In the end, the timing never fit with his production or personal agenda, costing him a shot to don the Red, White and Blue in the Summer Games.

No. 2 Dominique Wilkins
Best Chance: 1992

Wilkins' story is just a horrible case of luck. Professionals weren’t allowed to compete in the Olympics until 1992 (as stated in the criteria for this list) and by the time the ’96 team was being formed, Wilkins was long removed from his days as the “Human Highlight Film.”

It seems odd to say that a player like Dominique Wilkins, in his prime, no less, in 1992, wasn’t “good enough” to make any particular basketball roster.

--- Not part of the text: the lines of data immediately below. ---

PR #818, opened 2019-02-27
Support deletion of images in a modal context

benthorner:
https://trello.com/c/MkWywL4g/590-support-inline-images

There's no specific card for this, but it seems to be part of the design 
and it only took 20 minutes :-).

This adds a delete action for all non-lead images in the inline-images
modal. As we only show the lead image for context, this action is not
supported for it. One slight surprise was that we actually do a POST
request for deletions, using a hidden parameter to override the method.


benthorner:
@kevindew I've done the same for these specs, too - look OK to you?

benthorner:
Discussed with @kevindew offline - ready to merge...

PR #822, opened 2019-02-28
Fix flaky Scheduled Datetime Checker tests

emmabeynon:
We discovered some flakiness in the setup of Scheduled Datetime Checker tests
that were attempting to change a Time to be in the past by subtracting 2.
Unfortunately this actually subtracted 2 from the 'Day' value of Time, so in
instances where it was the 2nd of the month the day would be set to 0 which is
invalid. This introduces a more robust way of setting the Time to be in the
past.


alex-ju:
Thanks! I thought I was doing something wrong :)

PR #823, opened 2019-02-28
Update contextual guidance

alex-ju:
This PR refactors the contextual guidance as follows:
- remove relative option on contextual guidance and position the last guidance on the page as relative using CSS selectors.
- fix contextual guidance overflowing horizontally [Trello card](https://trello.com/c/FlW8s7G7)
- add 'hide only' support for contextual guidance triggers based on additional data attribute [Trello card](https://trello.com/c/pcbHvl7B)

### Before
screen shot 2019-03-01 at 15 31 22

### After
screen shot 2019-03-01 at 15 30 35

### DIFF
--- a/app/assets/javascripts/components/contextual-guidance.js
+++ b/app/assets/javascripts/components/contextual-guidance.js
@@ -22,7 +22,7 @@ window.GOVUK.Modules = window.GOVUK.Modules || {};
   }
 
   ContextualGuidance.prototype.hideAllGuidance = function () {
-    var guidances = document.querySelectorAll('.app-c-contextual-guidance-wrapper')
+    var guidances = document.querySelectorAll('[data-module="contextual-guidance"]')
 
     guidances.forEach(function (guidance) {
       guidance.style.display = 'none'
--- a/app/assets/javascripts/components/contextual-guidance.js
+++ b/app/assets/javascripts/components/contextual-guidance.js
@@ -18,7 +18,9 @@ window.GOVUK.Modules = window.GOVUK.Modules || {};
 
   ContextualGuidance.prototype.handleFocus = function (event) {
     this.hideAllGuidance()
-    this.$module.style.display = 'block'
+    if (!event.target.dataset.contextualGuidanceHideOnly) {
+      this.$module.style.display = 'block'
+    }
   }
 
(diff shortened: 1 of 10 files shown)


benthorner:
This is a nice small change to solve the 'no' problem for the change note, but it feels like we're trying to solve a problem that's caused by the per-element way the contextual guidance is now working. I think it's going to be a bit unintuitive to say 'no' has 'change-note-guidance' when it doesn't.

I think we should consider moving back to the original 'manager' approach, whereby the script is initialised on some outer element and 'manages' the appearance of guidance within. Scoping the module to a specific element means we can still initialise it multiple times, and also has the advantage that we can support multiple, concurrent bits of guidance on the same page.

Let me know if that needs some more explanation :-).

alex-ju:
> This is a nice small change to solve the 'no' problem for the change note, but it feels like we're trying to solve a problem that's caused by the per-element way the contextual guidance is now working. I think it's going to be a bit unintuitive to say 'no' has 'change-note-guidance' when it doesn't.

I see your point, but I don't think having a manager script and using only `data-contextual-guidance` attached to the 'no' input radio element will make it more clear that the no element is actually hiding any guidance on the page. We're basically saying 'no' is meant to hide the 'change-note-guidance', which it does.

> I think we should consider moving back to the original 'manager' approach, whereby the script is initialised on some outer element and 'manages' the appearance of guidance within. Scoping the module to a specific element means we can still initialise it multiple times, and also has the advantage that we can support multiple, concurrent bits of guidance on the same page.

The current script does supports multiple, concurrent bits of guidance, so I'm not very clear of the advantage of introducing a manager script. I would rather try to keep scripts attached to each component instance where possible.

> Let me know if that needs some more explanation :-).

To wrap my response up, I'm happy to introduce a manager script if it proves to be needed in future, but at this point it feels that it introduces code complexity without a benefit in terms of functionality.

benthorner:
I'm not sure I agree with your last sentence: clicking 'no' should hide any guidance on the page e.g. if we went straight from the 'body' textarea to clicking 'no'. This means there's no special relationship between the 'no' input and the 'change-note-guidance', so I think it's confusing to suggest there is.
Since we used to have a manager script, I'm not sure what complexity we're concerned about here?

Yet in the end, only the Dream Team could have said “no thanks” to a nine-time All-Star and Naismith Memorial Hall of Fame member.

The highlights certainly could have been even more absurd with Wilkins in the mix in Barcelona, but then again, did they need to be? And that's how the superstar got left out in the cold.

No. 1 Isiah Thomas
Best Chance: 1992

Love him or hate him, the fact remains that Thomas could flat-out ball. A 12-time All-Star with a host of other awards to his name, Thomas was famously left off the Dream Team roster. A torn Achilles ended his career in 1994, thus making a last-ditch hope for the ’96 team impossible (although his deteriorating game would have kept him off anyway).

His only hope was playing in Barcelona. Perhaps John Stockton really was better. Or perhaps his frosty relationship with Jordan really did keep him off the team. Either way, Thomas will go down as the best player never to represent the U.S. in the Olympics since professionals were allowed.